I am a millennial. I worked at Xerox. I know where it started and what they did, and knew this before I came to the company.

This thread is full of sour grapes. Just because you've been unable to find a job elsewhere doesn't mean you have a right to accuse those who do of "laziness" or "disloyalty". I came to the company full of ideas, and so did the other young colleagues I had. Unfortunately, though, what we found was a company full of geriatric thinking and don't-give-a-f*ckism (see above comments for examples of exactly what I mean) that made it very clear that at Xerox there is no room for change and no room for innovative thinking.

Management could not possibly have been less receptive to new ideas, and the fact that Xerox's information systems are the WORST in the industry is compounded by the fact that they are managed by mid-level people whose only goal is to save their own job. No one was trying to solve problems; people were just interested in maximizing their departmental budget. XIM made getting access to critical supply chain information an absolute nightmare. The result was catastrophically poor decision-making due to lack of influential data. time and time again...

So before you write off an entire generation of people, many of whom are more talented, motivated, and agile that your average Xeriod could ever hope to be, think for a second about why you're still there. I've worked in a number of places before and since Xerox, and I have never seen so many people showing up at 9:30, leaving at 4, spending all of their time on espn.com, and coasting out to retirement.

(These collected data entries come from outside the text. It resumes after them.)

PR #52, opened 2019-05-04
Consistent URLs to link between objects

iyangar:
Adding autogenerated id to publication

### DIFF
--- a/metadata-ws/src/main/java/uk/ac/ebi/ampt2d/metadata/persistence/entities/Publication.java
+++ b/metadata-ws/src/main/java/uk/ac/ebi/ampt2d/metadata/persistence/entities/Publication.java
@@ -30,7 +30,7 @@ import javax.validation.constraints.NotNull;
 @Entity
 public class Publication extends Auditable<Long>{
 
-    @ApiModelProperty(position = 1, value = "Publication auto generated id", required = true, readOnly = true)
+    @ApiModelProperty(position = 1, value = "Publication auto generated id", readOnly = true)
     @JsonProperty(access = JsonProperty.Access.READ_ONLY)
     @Id
     @GeneratedValue(strategy = GenerationType.AUTO)
--- a/metadata-ws/src/main/java/uk/ac/ebi/ampt2d/metadata/persistence/entities/Publication.java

Xerox does business the same way they did in 1995. The fact that you (read: baby boomers) can't keep up with the pace of change that our generation brings is one of the reasons why myself and every single millennial colleague I had there left within 3 years. Your company is tanking, and it seems that it's always someone else's fault. You can keep blaming Ursela, you can keep blaming John V., or you can keep blaming the young people who come in full of ideas and run in 6 months (or are chased away), but you're the people who will have to eat the crow. It's the company's job to retain talent, nobody has an obligation to stay with a dying company full of toxic coworkers who are as resistant to change as Rochester is to good weather.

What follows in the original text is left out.